If you have an existing clustered rowstore that’s defined as a CONSTRAINT (for example with CREATE/ALTER TABLE), and you want to replace it with a clustered columnstore, then you’ll have to drop the constraint before creating the columnstore. That’s because the DROP_EXISTING = ON syntax is not supported for ALTER TABLE.

And because the key columns of a clustered index are also stored in every nonclustered index, it might be faster to drop nonclustered indexes before dropping a constraint that’s also the clustering key.

Keep in mind that even though a clustered columnstore contains the word “clustered” – which in the rowstore world means that it’s physically ordered – clustered columnstore indexes have no order. To achieve the best rowgroup elimination, you would first have to physically order your data using a regular clustered index, and then create the clustered columnstore with DROP_EXISTING = ON.

Data types

Violating the fundamentals of database design can have far reaching effects, long after the original designers have moved on. Common mistakes are using MAX for VARCHAR/NVARCHAR columns that don’t need it, like FirstName/LastName/Address, etc., and using DATETIME when you don’t need the time tick values, like for a check date. You’re not likely to see the negative effects of this for a long time, but those who come after you will be left with headaches that are difficult to fix. Let’s say that you had a CheckDate column on a table with billions of rows, and the CheckDate column was part of the clustering key. All nonclustered indexes store the clustering key internally, so instead of storing 3 bytes for a CheckDate column based upon the DATE datatype, each nonclustered index will store an extra 5 bytes (total of 8 bytes) for the DATETIME datatype.

Other solutions

If you want to optimize the size of your backups, what’s been discussed to far can help. But eventually, you’ll probably hit some type of time and/or size constraint when doing backups, even if using compression. One solution to this issue is to use some form of partitioning, be it partitioned tables and/or partitioned views.
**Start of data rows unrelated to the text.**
PR #300, opened 2024-04-01
Cmake examples

mkirilin:
This PR simplifies and unifies examples/CMakeLists.txt file.
In addition, it make examples build by default.

### DIFF
--- a/example/CMakeLists.txt
+++ b/example/CMakeLists.txt
@@ -44,14 +44,14 @@ set_target_properties(${name}
 endfunction(p8est_example)
 
 
-function(p4est_example_test name dir)
+function(p4est_p8est_example name dir)
 
 p4est_example(${name}2 ${dir}/${name}2.c ${dir})
 
 if(enable_p8est)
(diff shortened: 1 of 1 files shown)


cburstedde:
Thanks! is this as much as possible analogous to the libsc code for the examples?

mkirilin:
It is a good balance between simplicity and similarity with the libsc, considering the peculiarities  of p4est (e.g. 2 or 3 dimensions, etc.)

cburstedde:
> It is a good balance between simplicity and similarity with the libsc, considering the peculiarities  of p4est (e.g. 2 or 3 dimensions, etc.)

Cool!  CMake has its own way of defining enable p4est, p6est, p8est.  Do the
examples compile in all combinations?

mkirilin:
> Cool!  CMake has its own way of defining enable p4est, p6est, p8est.  Do the
> examples compile in all combinations?

Yes, I've tried all the 4 combinations of p6est / p8est and it works well.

With partitioned tables, you can mark filegroups as readonly, back them up once, and from that point on do only full and differential filegroup backups. Even CHECKDB can be run for specific filegroups. But be forewarned – table partitioning was introduced in SQL 2005, and there hasn’t been a lot of investment in this feature in recent years. Partitioned views solve a lot of the problems that exist with partitioned tables, but they have their own gotchas, such as not being able to insert through a partitioned view if the any of the base tables have columns that use the IDENTITY property.

As is often the case, choosing the best solution includes balancing requirements with feature limitations.